Issue #4210, opened 2023-07-25
Http logging based on .NET8


klauco:
Http logging with support of the following:
 - sensitive data redaction of URL params and headers
 - formatted vs structured request path logging mode
 - exclude paths
 - logging of request/response body of requested content types
 - enrichment

xakep139:
PoC is in #4056, it's based on https://github.com/dotnet/aspnetcore/pull/48679

xakep139:
@Tratcher any chance you can complete your work in ASP.NET and in this repo?

Tratcher:
I'm planning to do the work in both repos next week.

klauco:
@Tratcher what is the current state?

Tratcher:
The AspNetCore changes were merged, I'm wrapping up the extensions changes in https://github.com/dotnet/extensions/pull/4330 now.

joperezr:
This is just waiting on a review for #4330

PR #4330, opened 2023-08-23
Layer enrichment & redaction on top of HttpLogging

Tratcher:
Consumes the new APIs from https://github.com/dotnet/aspnetcore/pull/50163 to consolidate functionality. The build won't pass until we consume that PR through an updated dependency, but everything builds and tests pass locally.

Fixes https://github.com/dotnet/extensions/issues/4210 #4492 #4440 #4451

Major changes:
- Removed redundant types like middleware, request body handling, response body handling, media types, etc.
- Exception logging is delegated to the ExceptionHandling middleware, but we still log any request data we've accumulated so far.

Now that it's functional, parts of the original design should be revisited like the manual path filtering. We don't want to re-invent routing.

###### Microsoft Reviewers: [Open in CodeFlow](https://portal.fabricbot.ms/api/codeflow?pullrequest=https://github.com/dotnet/extensions/pull/4330)


src/Libraries/Microsoft.AspNetCore.Telemetry.Middleware/Logging/HttpLoggingServiceExtensions.cs
```diff
@@ -22,56 +20,45 @@ namespace Microsoft.AspNetCore.Telemetry;
...
-    /// </param>
-    /// <returns>The <see cref="IServiceCollection"/> so that additional calls can be chained.</returns>
-    /// <exception cref="ArgumentNullException">
-    /// Either <paramref name="services"/> or <paramref name="configure"/> is <see langword="null" />.
-    /// </exception>
-    public static IServiceCollection AddHttpLogging(this IServiceCollection services, Action<LoggingOptions> configure)
-    {
-        _ = Throw.IfNull(services);
-        _ = Throw.IfNull(configure);
+        _ = services.Configure(configureRedaction ?? (_ => { }));
```
xakep139, line 35:
```suggestion
        _ = services.Configure(configureRedaction ?? (static _ => { }));
```

src/Libraries/Microsoft.AspNetCore.Telemetry.Middleware/Logging/HttpLoggingServiceExtensions.cs
```diff
@@ -22,56 +20,45 @@ namespace Microsoft.AspNetCore.Telemetry;
...
     /// </summary>
-    /// <param name="services">The <see cref="IServiceCollection"/> to add the service to.</param>
-    /// <returns>The <see cref="IServiceCollection"/> so that additional calls can be chained.</returns>
-    /// <exception cref="ArgumentNullException"><paramref name="services"/> is <see langword="null" />.</exception>
-    public static IServiceCollection AddHttpLogging(this IServiceCollection services)
+    /// <param name="services">The service collection.</param>
+    /// <param name="configureRedaction">Configures the redaction options.</param>
+    /// <param name="configureLogging">Configures the logging options.</param>
+    /// <returns>The original service collection.</returns>
+    [Experimental("ID")]
```
xakep139, line 29:
```suggestion
    /// <exception cref="ArgumentNullException"><paramref name="services"/> is <see langword="null" />.</exception>
    [Experimental("ID")]
```

src/Libraries/Microsoft.AspNetCore.Telemetry.Middleware/Logging/IHttpLogEnricher.cs
```diff
@@ -1,6 +1,8 @@
 ﻿// Licensed to the .NET Foundation under one or more agreements.
 // The .NET Foundation licenses this file to you under the MIT license.
 
+#if NET8_0_OR_GREATER
```
xakep139, line 4: I don't think we need these, the package targets `net8.0` only

src/Libraries/Microsoft.AspNetCore.Telemetry.Middleware/Logging/Internal/HttpLoggingEnrichmentInterceptor.cs
```diff
@@ -0,0 +1,58 @@
...
+
+namespace Microsoft.AspNetCore.Telemetry.Http.Logging;
+
+internal sealed class HttpLoggingEnrichmentInterceptor : IHttpLoggingInterceptor
+{
+    private readonly IHttpLogEnricher[] _enrichers;
+
+    public HttpLoggingEnrichmentInterceptor(IEnumerable<IHttpLogEnricher> httpLogEnrichers)
+    {
+        _enrichers = httpLogEnrichers.ToArray();
```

________________________

Task goal:
Return the entries above exactly as they were written.

Reply:
Issue #4210, opened 2023-07-25
Http logging based on .NET8


klauco:
Http logging with support of the following:
 - sensitive data redaction of URL params and headers
 - formatted vs structured request path logging mode
 - exclude paths
 - logging of request/response body of requested content types
 - enrichment

xakep139:
PoC is in #4056, it's based on https://github.com/dotnet/aspnetcore/pull/48679

xakep139:
@Tratcher any chance you can complete your work in ASP.NET and in this repo?

Tratcher:
I'm planning to do the work in both repos next week.

klauco:
@Tratcher what is the current state?

Tratcher:
The AspNetCore changes were merged, I'm wrapping up the extensions changes in https://github.com/dotnet/extensions/pull/4330 now.

joperezr:
This is just waiting on a review for #4330

PR #4330, opened 2023-08-23
Layer enrichment & redaction on top of HttpLogging

Tratcher:
Consumes the new APIs from https://github.com/dotnet/aspnetcore/pull/50163 to consolidate functionality. The build won't pass until we consume that PR through an updated dependency, but everything builds and tests pass locally.

Fixes https://github.com/dotnet/extensions/issues/4210 #4492 #4440 #4451

Major changes:
- Removed redundant types like middleware, request body handling, response body handling, media types, etc.
- Exception logging is delegated to the ExceptionHandling middleware, but we still log any request data we've accumulated so far.

Now that it's functional, parts of the original design should be revisited like the manual path filtering. We don't want to re-invent routing.

###### Microsoft Reviewers: [Open in CodeFlow](https://portal.fabricbot.ms/api/codeflow?pullrequest=https://github.com/dotnet/extensions/pull/4330)


src/Libraries/Microsoft.AspNetCore.Telemetry.Middleware/Logging/HttpLoggingServiceExtensions.cs
```diff
@@ -22,56 +20,45 @@ namespace Microsoft.AspNetCore.Telemetry;
...
-    /// </param>
-    /// <returns>The <see cref="IServiceCollection"/> so that additional calls can be chained.</returns>
-    /// <exception cref="ArgumentNullException">
-    /// Either <paramref name="services"/> or <paramref name="configure"/> is <see langword="null" />.
-    /// </exception>
-    public static IServiceCollection AddHttpLogging(this IServiceCollection services, Action<LoggingOptions> configure)
-    {
-        _ = Throw.IfNull(services);
-        _ = Throw.IfNull(configure);
+        _ = services.Configure(configureRedaction ?? (_ => { }));
```
xakep139, line 35:
```suggestion
        _ = services.Configure(configureRedaction ?? (static _ => { }));
```

src/Libraries/Microsoft.AspNetCore.Telemetry.Middleware/Logging/HttpLoggingServiceExtensions.cs
```diff
@@ -22,56 +20,45 @@ namespace Microsoft.AspNetCore.Telemetry;
...
     /// </summary>
-    /// <param name="services">The <see cref="IServiceCollection"/> to add the service to.</param>
-    /// <returns>The <see cref="IServiceCollection"/> so that additional calls can be chained.</returns>
-    /// <exception cref="ArgumentNullException"><paramref name="services"/> is <see langword="null" />.</exception>
-    public static IServiceCollection AddHttpLogging(this IServiceCollection services)
+    /// <param name="services">The service collection.</param>
+    /// <param name="configureRedaction">Configures the redaction options.</param>
+    /// <param name="configureLogging">Configures the logging options.</param>
+    /// <returns>The original service collection.</returns>
+    [Experimental("ID")]
```
xakep139, line 29:
```suggestion
    /// <exception cref="ArgumentNullException"><paramref name="services"/> is <see langword="null" />.</exception>
    [Experimental("ID")]
```

src/Libraries/Microsoft.AspNetCore.Telemetry.Middleware/Logging/IHttpLogEnricher.cs
```diff
@@ -1,6 +1,8 @@
 ﻿// Licensed to the .NET Foundation under one or more agreements.
 // The .NET Foundation licenses this file to you under the MIT license.
 
+#if NET8_0_OR_GREATER
```
xakep139, line 4: I don't think we need these, the package targets `net8.0` only

src/Libraries/Microsoft.AspNetCore.Telemetry.Middleware/Logging/Internal/HttpLoggingEnrichmentInterceptor.cs
```diff
@@ -0,0 +1,58 @@
...
+
+namespace Microsoft.AspNetCore.Telemetry.Http.Logging;
+
+internal sealed class HttpLoggingEnrichmentInterceptor : IHttpLoggingInterceptor
+{
+    private readonly IHttpLogEnricher[] _enrichers;
+
+    public HttpLoggingEnrichmentInterceptor(IEnumerable<IHttpLogEnricher> httpLogEnrichers)
+    {
+        _enrichers = httpLogEnrichers.ToArray();
```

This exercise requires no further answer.